于是主仆二人踏出深院,往城郊山野而去。春山如笑,溪水潺潺,素秋支起画架,欲以笔墨描摹这满目清景,却不知笔尖流淌的,竟是心底那道挥之不去的身影。正凝神作画间,忽闻身后传来一声轻笑:“姑娘画中的山色,倒是像极了那日巷口的斜阳。”
素秋一怔,回首望去——那人青衫磊落,立于花树之下,阳光洒落肩头,眉眼如初见时那般清朗。竟是陶醉。
风过林梢,画纸轻扬,仿佛连时光也为这一刻停驻。她怔然望着他,竟一时忘了言语,只觉心湖微澜,泛起层层涟漪。
山径蜿蜒,落叶铺就一层松软的金色绒毯,每踏一步,便发出细微的碎裂声,仿佛惊扰了时光沉淀的静谧。陶醉与素秋并肩而行,身影在斑驳的树影间时隐时现。

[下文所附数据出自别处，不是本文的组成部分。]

PR #14614, opened 2025-09-04
[High] Upgrade reaper for CVE-2025-9288

durgajagadeesh:
###### Merge Checklist  

- [ ] Ready to merge

---

###### Summary 

[High] Upgrade reaper for CVE-2025-9288
Astrolabe reference:
Upstream:

###### Change Log  

- Modified file;
- Modified file;
- Modified file;

**NO**

###### Associated issues  

- #xxxx

###### Links to CVEs  
- https://nvd.nist.gov/vuln/detail/CVE-2025-9288

###### Test Methodology

- Upgrade for CVE fix has done cleanly


durgajagadeesh:
Hi,
This PR is ready for review, built successful in my local VM.
image

I have removed several outdated patches after confirming that their changes are already present in the newly generated tarball.
image

All patches have been applied cleanly.
image

And the CVE-2025-9288 fix has already been included in the latest tarball generated by the reaper_build_script.sh script. 

Note: I have the below reaper.signature.json changes while this got success!
image

And build log from the local VM: 
[reaper-3.1.1-20.cm2.src.rpm-10-09-2025-success_build.log](https://github.com/user-attachments/files/22254463/reaper-3.1.1-20.cm2.src.rpm-10-09-2025-success_build.log)

-Thank you!

durgajagadeesh:
Hi,
I have completed the tests for reaper using the resultant rpm binary(reaper-3.1.1-20.cm2.x86_64.rpm).
Please find the reference screenshot below.

image

image
image
image

Note: Reaper web interface at http://localhost:8080 is running successfully.
-Thank you!

Malateshk007:
@realsdx, gentle reminder for review and sign-off if all good.!

realsdx:
On a fresh azurelinux system the script fails with this:
Screenshot 2025-09-10 114047

Please include `nodejs-npm` as well as the dependency in the script

Also, since you have improved the script, please copy all the tar files in the current working directory instead of copying to `reaper_caches`

durgajagadeesh:
> On a fresh azurelinux system the script fails with this: Screenshot 2025-09-10 114047
> 
> Please include `nodejs-npm` as well as the dependency in the script
> 
> Also, since you have improved the script, please copy all the tar files in the current working directory instead of copying to `reaper_caches`

Hi @realsdx ,
    I have implemented the updates as you suggested, and the script is functioning correctly with these modifications.
    
image

If there’s anything else that needs to be updated, please let me know. 
-Thank you!

SPECS/reaper/reaper.signatures.json
```diff
@@ -2,9 +2,9 @@
  "Signatures": {
   "cassandra-reaper-3.1.1.tar.gz": "6efe52195ad4a3c3b7a6f928bafa60d3df011709d9bc918e717033bf86d724d8",
   "reaper-bower-components-3.1.1-1.tar.gz": "51f5b03b3f56966f5fbfe28a13e0a74003cf33372ff4ba13fd82c6fe79092033",
-  "reaper-local-lib-node-modules-3.1.1.tar.gz": "8daf9a8726a85ca31b024a5bab60a357fe927f670908955cdd9b106bf9c6bd60",
+  "reaper-local-lib-node-modules-3.1.1.tar.gz": "043dec92e8d1d07bbcb920f0f10a148d63c600f2101935f3c39f4654d470135d",
```
PawelWMS, line 5: This looks fishy - we can't be overwriting sources in our blob store. We must use new file names instead.

SPECS/reaper/reaper_build_caches.sh
```diff
@@ -61,22 +61,45 @@ function checkInternet {
...
+	env | grep -i npm
+
+	# Install and use Node.js v14.18.0 with n
 	npm install -g n
 	export N_PREFIX="$homeCacheDir/.npm-global"
 	n 14.18.0
-	export XDG_CACHE_HOME=$homeCacheDir/.cache
+
+	# Ensure the shell uses the new node and npm
+	export PATH="$homeCacheDir/.npm-global/bin:$PATH"
```
PawelWMS: Why the second export of `PATH`?

SPECS/reaper/reaper_build_caches.sh
```diff
@@ -147,8 +170,7 @@ buildReaperSources
 
 createCacheTars
 
-mkdir "$HOME/reaper_caches"
 
-cp -a ${reaperCacheDir} "$HOME/reaper_caches"
+cp -a ${reaperCacheDir}/*.tar.gz .
 
-echo "Copied cache tars to $HOME/reaper_caches/ .Exiting."
+echo "Copied cache tars to SPECS/reaper/ directory"
```
PawelWMS: I wouldn't change the output directories. I'm no expert on our auto-upgrade pipelines but they may this script might be used by them and they'd likely expect the output in the same place as it's been so far.

SPECS/reaper/reaper_build_caches.sh
```diff
@@ -61,22 +61,45 @@ function checkInternet {
...
-	# Backward compatible with node@v14.18.0
-	# When installing modules via npm to default prefix='/usr/local' in mariner, the permissions for 'others'
-	# is incoorectly set that causes 'which' to still point to older path, as access/newfstatat fail with -ENOPERM
-	# Setting a new global npm folder for fixing permission issues.
-	# (works well with id=0, but reaper build will fail.)
-	mkdir --mode 0777 $homeCacheDir/.npm-global
+	sudo tdnf install -y nodejs npm
+
+	#Verify installation
+	echo "Verifying npm installation..."
```
PawelWMS: Could you also explain in the summary why we needed to modify this script? I'm guessing it might have not been working on AZL 3.0. If that's the case, could you check that the updated version still works on 2.0? Since it's a 2.0 package, it's possible someone or some automation is still using it on a 2.0 image.

durgajagadeesh: Hi @PawelWMS ,
Initially, the upstream patch included a dependency on the to-buffer package. After consulting with Sumedh, I was advised to run the reaper_build_caches.sh script to generate the new cache tarball, which would include the to-buffer dependency package. I proceeded to run the script, but I am encountering an error.: EACCESS: permission denied, 'make /usr/etc'.  
image

I followed up with Sumedh regarding the error mentioned above, and he suggested that we needed to address the script issue. I worked on the script and fixed it by changing the directory to home instead of creating it in /usr/etc.


The script is working as expected on the 3.0 image. Please see the attached reference screenshot below.
image


I have also verified its operation on the 2.0 image, and the reference screenshot is attached below.
image

-Thank you!

SPECS/reaper/reaper.signatures.json
durgajagadeesh: Is that okay if I add release number(20) along with version(3.1.1). I mean the final name will be like reaper-local-lib-node-modules-3.1.1-20.tar.gz"

SPECS/reaper/reaper_build_caches.sh
durgajagadeesh: Previously, the script generated a new tarball only when manually triggered, and we would run it solely when planning to update the source code. I confirmed this process with Sumedh.

Additionally, The tarball directory has now been changed from $HOME/reaper_caches/ to SPECS/reaper/ in response to following Pandit's @realsdx's request. I updated the script so the tarball is created in this directory.

  Please let me know if you require any further modifications to revert to the previous directory path.

SPECS/reaper/reaper_build_caches.sh
durgajagadeesh: Hi @PawelWMS,
The second export PATH is essential because it ensures that the shell uses the correct versions of node and npm installed in the custom location ($homeCacheDir/.npm-global/bin), rather than any system-wide versions that may be outdated or missing.
-Thank you!

SPECS/reaper/reaper_build_caches.sh
PawelWMS: Thanks for the explanation, @durgajagadeesh.

@Sumynwa, can you confirm this script is not used in any of our automation (example: the [auto-upgrade workflow](https://dev.azure.com/mariner-org/mariner/_build?definitionId=1770))? Or if it is, that it's going to be able to handle the new output path?

SPECS/reaper/reaper_build_caches.sh
PawelWMS: Thank you, that's all I needed to know.:)

SPECS/reaper/reaper_build_caches.sh
PawelWMS: Sorry, I still don't understand. I may be missing something or don't know enough about Bash. The first `export PATH` on line 79 above already prepends `$homeCacheDir/.npm-global/bin` to the `PATH` variable. The export here seems to be prepending that path again and that's why I think we're not changing anything at this point.

durgajagadeesh: Hi @PawelWMS,
 The **second export** of PATH is necessary because, after installing **Node.js v14.18.0** with **n,** the binaries for **node** and **npm** in $homeCacheDir/.npm-global/bin may be updated or replaced. By re-exporting PATH, we ensure that our shell session recognizes and uses these new binaries for all subsequent commands, preventing version conflicts and guaranteeing that tools like bower and npm work as intended.
 
  Please let me know if I need to revert it back, However it May use old or system node/npm instead of newly installed node/npm by n ( v14.18.0, may have changed binaries).
  
  
image

-Thank you!

durgajagadeesh: > Sorry, I still don't understand. I may be missing something or don't know enough about Bash. The first `export PATH` on line 79 above already prepends `$homeCacheDir/.npm-global/bin` to the `PATH` variable. The export here seems to be prepending that path again and that's why I think we're not changing anything at this point.

Hi @PawelWMS,
  If you would like a summary of the requirements for these two export commands, please see the information below.
  
      The first export command (around line 79) is necessary, but it’s not always sufficient by itself. Here’s why:

What Happens After the **First Export**?

   The first export PATH="$homeCacheDir/.npm-global/bin:$PATH" ensures your shell uses the custom-installed node and npm binaries for all npm operations and global installs up to that point.

Why Isn’t It Enough?

After this, The script runs "n 14.18.0" in line number 78, which downloads and installs a new version of Node.js and npm into $homeCacheDir/.npm-global/bin.
The contents of that directory (the actual binaries) change at this step.
Some shells may cache the location of executables, and even with hash -r, if the PATH isn’t re-exported, the shell might not pick up the new binaries immediately.


The **Second Export** Ensures:
    The shell session is “reminded” to look in the right place for the freshly installed Node.js and npm.
All subsequent commands (like bower, npm, etc.) use the correct, updated versions.

**In summary:**
The first export sets up the environment for the initial npm operations.
The second export is a safety step after installing a new Node.js version, guaranteeing the shell uses the new binaries just installed.

Best practice: Keep both exports to avoid subtle bugs or version mismatches, especially in scripts that install or switch Node.js versions dynamically.

-Thank you!

durgajagadeesh:
Hi @Sumynwa, 
I have added an additional medium severity patch, CVE-2021-23445, to this PR at Kanishk's suggestion. This patch has been backported and I have successfully tested it on my local VM.

image

image 

I have also successfully tested the binary RPM on the cbl-mariner OS.
image

Please let me know if there is anything else I need to do.
Thank you!

SPECS/reaper/reaper_build_caches.sh
PawelWMS: Wow, I was not aware of the cache maintained by Bash. Thanks for teaching me @durgajagadeesh. I couldn't find a case where `hash -r` wouldn't be sufficient to make sure we re-search `$PATH` but I think it doesn't matter too much anymore.

SPECS/reaper/reaper_build_caches.sh
Sumynwa: @PawelWMS Reviewed the `reaper_build_caches.sh` change and we don't require them, apart from 2 changes which addresses the PATHs to fix the permission error.
Also, we have now reverted the changes to reaper caches path to keep the original.

durgajagadeesh:
Hi @Sumynwa,
I've updated the script based on your suggestion and tested it successfully. Please see the screenshots below.

I have tested without any issues.

1) The script has been working with those changes.
image

 The reaper script changes are provided as below.
image
image

2. Build is success, patches are applied cleanly.

image
image
image

3.Tested in 2.0 image
image

image

Please let me know if any changes need to be incorporated.
-Thank you!.

SPECS/reaper/reaper.signatures.json
Sumynwa: @durgajagadeesh Please follow [similar](https://github.com/microsoft/azurelinux/blob/c04e7d064a27cefd378bde61a0ef10e7e84d2edf/SPECS/reaper/reaper.spec#L4) to introduce something like `%define local_lib_modules_release 1`

SPECS/reaper/CVE-2021-23445.patch
```diff
@@ -0,0 +1,395 @@
...
+ 
+  This source file is free software, available under the following license:
+    MIT license - http://datatables.net/license
+@@ -9,170 +9,178 @@
+  or FITNESS FOR A PARTICULAR PURPOSE. See the license files for details.
+ 
+  For details please refer to: http://www.datatables.net
+- DataTables 1.10.21
+- ?2008-2020 SpryMedia Ltd - datatables.net/license
++ DataTables 1.11.2
```
Sumynwa, line 1872: @durgajagadeesh I don't have much js expertise, but how did we validate that we only need to update this single file's version, while keeping other sources to `1.10.21`?

durgajagadeesh: > @durgajagadeesh I don't have much js expertise, but how did we validate that we only need to update this single file's version, while keeping other sources to `1.10.21`?

Hi @Sumynwa,
   I have updated the latest CVE-2021-23445.patch[Medium] to include the upgraded DataTables source (version 1.11.2) and applied the CVE fixes. I have also successfully validated the repair tests on the CBL-Mariner 2.0 image.
 
1) Build passes in local VM:image

And patch applies cleanly
image


2) reaper service enabled in cbl-mariner with the generated reaper binary rpm.image

And the reaper tests were passed as shown in below.
image

Please let me know if any changes need to be incorporated.
-Thank you!.

SPECS/reaper/reaper_build_caches.sh
durgajagadeesh: > @PawelWMS Reviewed the `reaper_build_caches.sh` change and we don't require them, apart from 2 changes which addresses the PATHs to fix the permission error. Also, we have now reverted the changes to reaper caches path to keep the original.

Hi @Sumynwa,
I have implemented the script changes as you suggested.
Thank you for your input.

SPECS/reaper/reaper.signatures.json
durgajagadeesh: Hi @Sumynwa,

Could you please confirm whether the changes outlined below are acceptable?

image

-Thank you!

Sumynwa:
For information, in `src/server/pom.xml`, dependency `dropwizard` snapshot cannot be downloaded any more, which means the `reaper_build_caches.sh` is now broken:

`[ERROR] Failed to execute goal on project cassandra-reaper: Could not resolve dependencies for project io.cassandrareaper:cassandra-reaper:jar:3.1.1: Could not find artifact org.secnod.dropwizard:dropwizard-shiro:jar:0.3.0-SNAPSHOT in dependency-snapshots-repo (https://oss.sonatype.org/content/repositories/snapshots) -> [Help 1]`

Sumynwa:
Triggered [Buddy Build](https://dev.azure.com/mariner-org/mariner/_build/results?buildId=938676&view=results)

Sumynwa:
Signing off patch changes

Upstream reference
CVE-2025-9288: [Commit](https://github.com/browserify/sha.js/commit/f2a258e9f2d0fcd113bfbaa49706e1ac0d979ba5)
CVE-2021-23445: [Commit](https://github.com/DataTables/Dist-DataTables/commit/59a8d3f8a3c1138ab08704e783bc52bfe88d7c9b)

Toolchain Package: No

Exclusive_Arch: x86_64

Patch Backported: YES
Details:
CVE-2025-9288
- For this CVE, the cached source `reaper-srcui-node-modules` are updated using script `reaper_build_caches.sh`.
- With this update, the patch files patching `src/ui/node_modules` which were no longer needed (fixed in updated sources) have been removed

CVE-2021-23445
- Bumps DataTables from 1.10.21 -> 1.11.2
- Applies upstream patch on updated files

Patch Applies Cleanly: YES
x86_64
image

Sumynwa (approved):

SPECS/reaper/reaper_build_caches.sh
```diff
@@ -62,6 +62,7 @@ function checkInternet {
 function installNodeModules {
 	echo "Installing node modules."
 	sudo tdnf install -y nodejs
+	 npm config set prefix "$homeCacheDir/.npm"
```
PawelWMS: Nit-pick:

```suggestion
	npm config set prefix "$homeCacheDir/.npm"
```

SPECS/reaper/CVE-2021-23445.patch
```diff
@@ -0,0 +1,2214 @@
...
+ 2 files changed, 732 insertions(+), 777 deletions(-)
+
+diff --git a/src/ui/bower_components/datatables/media/js/jquery.dataTables.js b/src/ui/bower_components/datatables/media/js/jquery.dataTables.js
+index 6800c2d..e156f33 100644
+--- a/src/ui/bower_components/datatables/media/js/jquery.dataTables.js
++++ b/src/ui/bower_components/datatables/media/js/jquery.dataTables.js
+@@ -1,15 +1,15 @@
+-/*! DataTables 1.10.21
+- * ©2008-2020 SpryMedia Ltd - datatables.net/license
++/*! DataTables 1.11.2
```
sameluch, line 18: Can we do this version upgrade within the reaper_build_caches.sh instead of creating such a large patch file for the vendor tarball? We could update the version minimum before taring up the components to avoid having to apply the same upgrade from within a patch.

SPECS/reaper/CVE-2021-23445.patch
```diff
@@ -0,0 +1,2214 @@
...
+ .../datatables/media/js/jquery.dataTables.js  | 1165 ++++++++---------
+ .../media/js/jquery.dataTables.min.js         |  344 ++---
+ 2 files changed, 732 insertions(+), 777 deletions(-)
+
+diff --git a/src/ui/bower_components/datatables/media/js/jquery.dataTables.js b/src/ui/bower_components/datatables/media/js/jquery.dataTables.js
+index 6800c2d..e156f33 100644
+--- a/src/ui/bower_components/datatables/media/js/jquery.dataTables.js
++++ b/src/ui/bower_components/datatables/media/js/jquery.dataTables.js
+@@ -1,15 +1,15 @@
+-/*! DataTables 1.10.21
```
sameluch, line 16: I see on the CVE that the fix has a released version of 1.11.3 from the datatables upstream. Can we upgrade directly to 1.11.3 instead of applying the patch to the 1.11.2? This would make tracking the actual fix here a bit easier.

https://github.com/DataTables/Dist-DataTables/commit/59a8d3f8a3c1138ab08704e783bc52bfe88d7c9b

SPECS/reaper/reaper_build_caches.sh
durgajagadeesh: Hi @PawelWMS,
I have implemented the changes as per your suggestions.
Please let me know if any further modifications are required.
Thank you.

SPECS/reaper/CVE-2021-23445.patch
durgajagadeesh: Hi @Sumynwa,
The script is currently not functioning as expected. I will investigate the issue and provide you with an update as soon as possible.
Please, find the reference screenshot from the image 2.0 below.
image

Thank you.

SPECS/reaper/CVE-2021-23445.patch
durgajagadeesh: Hi @sameluch,
I have attempted to upgrade based on your suggestions.
However, as we discussed earlier, the reaper_build_caches.sh script isn’t working as expected.
The error is a Snapshot Dependency Issue:
Maven can’t find io.cassandrareaper.dropwizard:dropwizard-shiro:jar:0.3.0-SNAPSHOT in any repository. Since this is a snapshot (development) version.

Recent Breakage:
Since my script worked 10 days ago, it’s likely that the snapshot artifact was available then, but has since been deleted, moved, or replaced in the upstream repository. This is common with snapshot dependencies, which are not guaranteed to be stable or persistent.

Note: I checked the reaper issues page at https://github.com/thelastpickle/cassandra-reaper/issues?page=8 for a solution to this error, but it appears to be a newly introduced issue and does not exist in the list.

@sameluch, It would be helpful if you could also take a look and share any suggestions for alternative solutions.
-Thank you!

SPECS/reaper/CVE-2021-23445.patch
durgajagadeesh: > Hi @Sumynwa, The script is currently not functioning as expected. I will investigate the issue and provide you with an update as soon as possible. Please, find the reference screenshot from the image 2.0 below. image
> 
> Thank you.

Hi @sameluch,
I have attempted to upgrade within the reaper_build_caches.sh instead of creating such a large patch based on your suggestions.
However, as we discussed earlier, the reaper_build_caches.sh script isn’t working as expected.
The error is a Snapshot Dependency Issue:
Maven can’t find io.cassandrareaper.dropwizard:dropwizard-shiro:jar:0.3.0-SNAPSHOT in any repository. Since this is a snapshot (development) version.
I have tried to resolve the the script error However this is broken with snapshot version.
If  you could find any alternative solutions, then please let us know.
-Thank you!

两人言谈甚欢,话题随景而转,时而仰观天际流云舒卷,揣度其变幻之理;时而俯察林间秋色斑斓,赞叹造物之工巧。偶有清雅诗句脱口而出,与林间的鸟鸣啁啾、风过枝头的沙沙声相和,宛如一曲天然的弦歌。
此刻,周遭的景致似乎都成了陪衬,唯有两人眉目间的笑意与言语中的默契,交织成一幅流动的画卷。那份融洽,竟让喧嚣的尘世仿佛远去,天地间唯余这一隅的宁静与和谐。
碧桃悄步尾随其后,与前方二人保持着不远不近的距离。她手中轻挽着素秋的披风,眼波里盛满了笑意,静静凝望着那对身影。公子温润如玉,气度高华;小姐清丽如月,风姿婉约。二人步履同步,仿佛踏着同一支曲调的节拍;语声相和,宛如金玉相击的清音。
在碧桃眼中,这哪里是凡尘俗世的偶遇,分明是天工造物特意雕琢出的一对璧人,连拂过林间的山风,似乎都因这份相得益彰的和谐而变得格外温柔缱绻。她抿唇暗忖,世间纵有丹青妙手,怕也难描摹出这般动人的光景,画中那些所谓的神仙眷侣,想来也不过如此了吧。
三人行至山腰,天色骤然阴沉,方才还隐约的乌云此刻翻涌如墨,顷刻间,豆大的雨点便夹着风势倾盆而下。陶醉眉峰微蹙,不及多言,侧身便将素秋与碧桃护在内侧。他利落解下外袍,高高擎起,权作一方遮蔽天地的穹盖,沉声道:“随我来!”说罢,便领着二人冒雨疾行。
脚下的石径瞬间被雨水浸透,变得湿滑难行。陶醉一手举着衣袍遮挡风雨,一手虚护着素秋,小心翼翼避开路面积水与碎石。碧桃紧随其后,主仆二人虽衣衫微湿,却因他的周全庇护,未受太大狼狈。三人匆匆赶至一处荒废的凉亭,亭顶虽有残破,漏下几缕雨丝,但大体尚可避得风雨。
陶醉先将素秋轻轻扶入亭中干燥处,又转身安置碧桃坐下。确认二人无恙后,他才退至檐下,任凭细密的雨丝飘洒在肩头,墨发微湿,贴于额角,却更显眉目清峻。
他负手而立,目光沉静却警觉,不时扫视着亭外迷蒙的雨幕与幽深林木,仿佛一柄随时护主的剑,警惕着任何可能的侵扰。